Zwei Jahre nach dem überragenden „Rise Of The Tyrant“ kehren die Schweden mit einem neuen Album zurück – Diese Aussage kann man allerdings nicht ohne Weiteres gelten lassen, denn im Grunde ist auf „The Root Of All Evil“ überhaupt nichts neu, denn sämtliche der vertretenen Songs waren schon auf den ersten drei ARCH ENEMY-Scheiben zu hören.

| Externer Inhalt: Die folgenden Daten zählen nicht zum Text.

PR #6740, opened 2022-01-04
input: Fix next/prev layout switch for grouped devices

nfraprado:
Input devices in a seat can be grouped so that configuration changes on
one device, like the active layout, are automatically propagated to the
other devices.

The current logic for xkb_switch_layout wasn't accounting for this,
however. It was looping through all input devices and changing the
layout for each one, causing grouped devices to have their layouts
changed multiple times. This wasn't noticed when setting the layout to a
fixed index, but caused the wrong layout to be selected when using
the 'next' and 'prev' keywords.

In order to fix this issue, loop over each seat and, if the input
devices in the seat are grouped, change the layout only for the first
device in the seat.

### DIFF
--- a/sway/commands/input/xkb_switch_layout.c
+++ b/sway/commands/input/xkb_switch_layout.c
@@ -3,6 +3,7 @@
 #include "sway/config.h"
 #include "sway/commands.h"
 #include "sway/input/input-manager.h"
+#include "sway/input/seat.h"
 #include "log.h"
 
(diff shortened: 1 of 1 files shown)


emersion:
Hm, I don't think this works when there are multiple groups per seat, e.g. if one attaches two physical keyboards to a single seat.

emersion:
Superseded by https://github.com/swaywm/sway/pull/6966

PR #6742, opened 2022-01-06
input/seat: unset has_focus when focus_stack becomes empty

### LINKED ISSUE #6395: Segmentation fault on resume from S3 sleep
### **Sway Version:**

`sway version 1.6-96102184 (Jul 19 2021, branch 'master')`

### **Debug Log:**

https://gist.github.com/cpp-10/0444900ff1791f08999e6ee07f818907

### **Configuration File:**

The bug can be reproduced with the default configuration + these lines (complete config at https://gist.github.com/cpp-10/74b43cca6823cd5dcd009944b9370b68):
  
```
exec swayidle -w before-sleep 'swaylock -f'

set $laptop eDP-1
bindswitch --reload --locked lid:on output $laptop disable
bindswitch --reload --locked lid:off output $laptop enable
```

### **Stack Trace:**

Full `coredumpctl gdb sway` + `bt full` logs: https://gist.github.com/cpp-10/0caa8c80ed78eb76d9eaa8c8edd5c194

```
#0  0x00005605ba4105a4 in node_is_view (node=0x0) at ../sway/tree/node.c:41
#1  0x00005605ba3e0b67 in seat_set_exclusive_client (seat=0x5605bc0ea530, client=0x5605bc4de3c0) at ../sway/input/seat.c:1319
        focus = 0x0
        now = {tv_sec = 140736342280040, tv_nsec = 140736342280256}
        point = 0x7fffbbb04770
#2  0x00005605ba3d436e in handle_inhibit_activate (listener=0x5605bc0ea3d8, data=0x5605bc0ea460) at ../sway/input/input-manager.c:284
        input_manager = 0x5605bc0ea380
        seat = 0x5605bc0ea530
#3  0x00007f98e5289fc3 in wlr_signal_emit_safe (signal=0x5605bc0ea490, data=0x5605bc0ea460) at ../subprojects/wlroots/util/signal.c:29
        pos = 0x5605bc0ea3d8
        l = 0x5605bc0ea3d8
        cursor = {link = {prev = 0x5605bc0ea3d8, next = 0x7fffbbb04650}, notify = 0x7f98e5289f0d <handle_noop>}
        end = {link = {prev = 0x7fffbbb04630, next = 0x5605bc0ea490}, notify = 0x7f98e5289f0d <handle_noop>}
#4  0x00007f98e52655c8 in inhibit_manager_get_inhibitor (client=0x5605bc4de3c0, resource=0x5605bc6b44b0, id=3) at ../subprojects/wlroots/types/wlr_input_inhibitor.c:74
        manager = 0x5605bc0ea460
        wl_resource = 0x5605bc6b4390
#5  0x00007f98e428facd in  () at /usr/lib/libffi.so.7
#6  0x00007f98e428f03a in  () at /usr/lib/libffi.so.7
#7  0x00007f98e4b99124 in  () at /usr/lib/libwayland-server.so.0
#8  0x00007f98e4b9457c in  () at /usr/lib/libwayland-server.so.0
#9  0x00007f98e4b9707a in wl_event_loop_dispatch () at /usr/lib/libwayland-server.so.0
#10 0x00007f98e4b94be7 in wl_display_run () at /usr/lib/libwayland-server.so.0
#11 0x00005605ba3c74a8 in server_run (server=0x5605ba441560 <server>) at ../sway/server.c:261
#12 0x00005605ba3c68c3 in main (argc=4, argv=0x7fffbbb04dd8) at ../sway/main.c:395
        verbose = 0
        debug = 1
        validate = 0
        allow_unsupported_gpu = 0
        long_options =
            {{name = 0x5605ba423080 "help", has_arg = 0, flag = 0x0, val = 104}, {name = 0x5605ba423085 "config", has_arg = 1, flag = 0x0, val = 99}, {name = 0x5605ba42308c "validate", has_arg = 0, flag = 0x0, val = 67}, {name = 0x5605ba423095 "debug", has_arg = 0, flag = 0x0, val = 100}, {name = 0x5605ba42309b "version", has_arg = 0, flag = 0x0, val = 118}, {name = 0x5605ba4230a3 "verbose", has_arg = 0, flag = 0x0, val = 86}, {name = 0x5605ba4230ab "get-socketpath", has_arg = 0, flag = 0x0, val = 112}, {name = 0x5605ba4230ba "unsupported-gpu", has_arg = 0, flag = 0x0, val = 117}, {name = 0x5605ba4230ca "my-next-gpu-wont-be-nvidia", has_arg = 0, flag = 0x0, val = 117}, {name = 0x0, has_arg = 0, flag = 0x0, val = 0}}
        config_path = 0x5605bb96fb60 "/home/charlie/sway-dbg/config"
        usage = 0x5605ba422af0 "Usage: sway [options] [command]\n\n  -h, --help", ' ' <repeats 13 times>, "Show help message and quit.\n  -c, --config <config>  Specify a config file.\n  -C, --validate         Check the validity of the config file, th"...
        c = -1
```

### **Description:**

This bug occurs with a combination of "clamshell mode" configuration for sway, a swayidle hook to start swaylock on system sleep and entering S3 sleep. Sway crashes on resume.

Steps to reproduce:
 - Start sway.
 - Shut laptop lid to induce S3 sleep. Wait for laptop to sleep.
 - Open lid to resume.
 - Sway has crashed.
 
Machine configuration at the time:
 - Thinkpad T14s (AMD Ryzen 7 PRO 4750U, open source amdgpu driver)
 - Kernel: 5.10.50-1-lts
 - No external devices (except power cable) plugged in.

tchebb:
We currently track the focus of a seat in two ways: we use a list called `focus_stack` to track the order in which nodes have been focused, with the first node representing what's currently focused, and we use a variable called `has_focus` to indicate whether anything has focus—i.e. whether we should actually treat that first node as focused at any given time.

In a number of places, we treat has_focus as implying that a focused node exists. If it's true, we attempt to dereference the return value of `seat_get_focus()`, our helper function for getting the first node in `focus_list`, with no further checks. But this isn't quite correct with the current implementation of `seat_get_focus()`: not only does it return NULL when `has_focus` is false, it also returns NULL when `focus_stack` contains no items.

In most cases, `focus_stack` never becomes empty and so this doesn't matter at all. Since `focus_stack` stores a history of focused nodes, we rarely remove nodes from it. The exception to this is when a node itself goes away. In that case, we call `seat_node_destroy()` to remove it from `focus_stack` and free it. But we don't unset `has_focus` if we've removed the final node! This lets us get into a state where `has_focus` is true but `seat_get_focus()` returns NULL, leading to a segfault when we try to dereference it.

Fix the issue both by updating `has_focus` in `seat_node_destroy()` and by adding an assertion in `seat_get_focus()` that ensures `focus_stack` and `has_focus` are in sync, which will make it easier to track down similar issues in the future.

Fixes #6395.

[1] There's some discussion in #1585 from when this was implemented about whether `has_focus` is actually necessary; it's possible we could remove it entirely, but for the moment this is the architecture we have.

### DIFF
--- a/sway/input/seat.c
+++ b/sway/input/seat.c
@@ -51,6 +51,16 @@ static void seat_device_destroy(struct sway_seat_device *seat_device) {
 static void seat_node_destroy(struct sway_seat_node *seat_node) {
 	wl_list_remove(&seat_node->destroy.link);
 	wl_list_remove(&seat_node->link);
+
+	/*
+	 * This is the only time we remove items from the focus stack without
+	 * immediately re-adding them. If we just removed the last thing,
+	 * mark that nothing has focus anymore.
+	 */
+	if (wl_list_empty(&seat_node->seat->focus_stack)) {
+		seat_node->seat->has_focus = false;
+	}
+
 	free(seat_node);
 }
 
@@ -1415,9 +1425,8 @@ struct sway_node *seat_get_focus(struct sway_seat *seat) {
 	if (!seat->has_focus) {
 		return NULL;
 	}
-	if (wl_list_empty(&seat->focus_stack)) {
-		return NULL;
-	}
+	sway_assert(!wl_list_empty(&seat->focus_stack),
+			"focus_stack is empty, but has_focus is true");
 	struct sway_seat_node *current =
 		wl_container_of(seat->focus_stack.next, current, link);
 	return current->node;


emersion (approved):
LGTM, thanks for the fix!

PR #8370, opened 2024-10-01
input/mouse: bugfix button2 being interpreted as trying to move the

### LINKED ISSUE #8334: i3 inconsistency with "bindsym --release --border button2 kill"
**Description:**
Neither i3 nor Sway have close buttons on the titlebar, so I added the following to my config to be able to close windows just using my mouse.
`bindsym --release --border button2 kill`
The idea is to middle-click on the titlebar to close. This works perfectly on i3. Not on Sway.

**Problems on Sway:**
- This works fine with floating windows only.
- For tiling windows, it does not work with titlebars. To close a tiled window, I have to aim pixel perfect to a 2px thick border. (In my case it's also invisible due to my theming)
- Drag and drop in my file manager (Dolphin) stops working after doing a middle click on any titlebar/border.

sahinf:
container.

Man sway(5) specifies that when tiling_drag is enable, the floating_mod can be used to drag tiling, as well as floating containers. However the current code indiscriminately assumes any button press to be intended for moving the container, consequently causing an unintended call to `seatop_move_tilting:handle_button` rather than
`seatop_default:handle_button` to pass
`state=WL_POINTER_BUTTON_STATE_RELEASED` to `get_active_mouse_binding`

My idea was to make 'Handle moving a tiling container' follow the same path as 'Handle moving a floating container' because the initial call to handle moving a floating correctly exits that branch and ends up passing the RELEASED state to `get_active_mouse_binding`.

Fixes #8334

### DIFF
--- a/sway/input/seatop_default.c
+++ b/sway/input/seatop_default.c
@@ -491,7 +491,9 @@ static void handle_button(struct sway_seat *seat, uint32_t time_msec,
 	// Handle moving a tiling container
 	if (config->tiling_drag && (mod_pressed || on_titlebar) &&
 			state == WL_POINTER_BUTTON_STATE_PRESSED && !is_floating_or_child &&
-			cont && cont->pending.fullscreen_mode == FULLSCREEN_NONE) {
+			cont && cont->pending.fullscreen_mode == FULLSCREEN_NONE &&
+			button == (config->floating_mod_inverse ? BTN_RIGHT : BTN_LEFT)) {
+
 		// If moving a container by its title bar, use a threshold for the drag
 		if (!mod_pressed && config->tiling_drag_threshold > 0) {
 			seatop_begin_move_tiling_threshold(seat, cont);


emersion:
Hm, I wonder if we should use `floating_mod_inverse` for the titlebar case? The floating logic seems to use `floating_mod_inverse` only in the case of mod+click, not in the case of titlebars.

sahinf:
[`Handle floating move`](https://github.com/swaywm/sway/blob/c90cb37b2a0861548461daa9b75d75317e01b679/sway/input/seatop_default.c#L459C30-L459C56) works on both title bar and non title if the modifier key is pressed. The reason that `--release` bindings work when clicking on floating title bars is because of that check.    


I'm not sure how else to avoid entering that branch after returning from the initial [WL_POINTER_BUTTON_STATE_PRESSED call](https://github.com/swaywm/sway/blob/c90cb37b2a0861548461daa9b75d75317e01b679/sway/input/seatop_default.c#L358C1-L362C3).

sahinf:
** Currently, any mouse click on a tilting title bar is interpreted as moving the container. The changes force it into either left click or right click with the modifier inverse config.

emersion:
My suggestion is to check for `button == config->floating_mod_inverse ? BTN_RIGHT : BTN_LEFT` only for the `mod_pressed` case, and check for `button == BTN_LEFT` for the `on_titlebar` case.

sahinf:
Moving floating containers don't make that distinction though. Also, the manpages do not specify that floating mod should not work on titlebar.

```  
floating_modifier <modifier> [normal|inverse]
  When the modifier key is held down, you may hold left click to move windows,
  and right click to resize them. Setting modifier to none disables this feature.
  If inverse is specified, left click is used for resizing and right click for
  moving.
           
```

```
tiling_drag  enable|disable|toggle
  Sets whether or not tiling containers can be dragged with the mouse.
  If enabled (default), the floating_mod can be used to drag tiling,
  as well as floating, containers. Using the left mouse button on
  title bars without the floating_mod will also allow the container to
  be dragged. toggle should not be used in the config file.
```
Doesn't "Using the left mouse button on title bars **without the floating_mod** will also allow the container to be dragged." mean that it's only `BTN_LEFT` if floating_mod is not set?

emersion:
> Moving floating containers don't make that distinction though

Oh right. I was reading the resize logic. The move logic seems inconsistent with the resize logic, but that's orthogonal to this PR.

> the manpages do not specify that floating mod should not work on titlebar

Would need to check what i3 does.

emersion (approved):
Let's go with this for now. I still think we need to fix the inconsistency between move and resize, but that's for later.

Thanks!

Los geht’s mit dem namensgebenden Intro, welches sich auf sphärische Düsterklänge beschränkt, danach geht es mit „Beast Of Man“ in die Vollen. Da der Track ursprünglich auf dem zweiten Album „Stigmata“ zu finden war, zeigt sich hier sowohl, dass die einzelnen Songs weder in chronologischer oder sonstiger Reihenfolge stehen als auch, dass ARCH ENEMY bereits in ihren Anfangstagen ein Händchen für treibende Riffs und packende Gänsehautmelodien hatten. Wichtigste Neuerung auf „The Root Of All Evil“ ist der Gesang von Angela Gossow, da während der ursprünglichen Aufnahmen noch Johan Liiva hinter dem Mikro stand. Wer die Band unlängst live erleben konnte bzw. schon mal einen Blick auf „Tyrants Of The Rising Sun“ geworfen hat, weiß, dass die Dame auch älteres Material hervorragend interpretiert, wie etwa an „Dark Insanity“ und „Silverwing“ festzumachen ist. Die übrige Besetzung hat sich seit dem Debüt „Black Earth“ nicht verändert, aber sicher einiges dazu gelernt und leistet auch hier selbstverständlich ausgezeichnete Arbeit. Hinzu kommt die kraftvolle und definierte Produktion von Andy Sneap, die der CD den nötigen Druck verleiht – dank einer derart professionellen Aufmachung reihen sich die Stücke auf „The Root Of All Evil“ nahtlos in aktuelle Kompositionen der Band ein. Einzig das Instrumental „Demoniality“, welches sich auf rund anderthalb Minuten doomiges Schrubben düsterer Akkorde samt lächerlicher Grunzlaute beschränkt, fällt etwas aus dem Rahmen und wirft die Frage auf, wieso gerade dieses Stück eine Neueinspielung wert war. Ansonsten zeigt das durchgehend hochwertige Songmaterial, dass ARCH ENEMY ihrem Sound über die Jahre treu geblieben sind, ihn aber dennoch erfolgreich ausgebaut haben.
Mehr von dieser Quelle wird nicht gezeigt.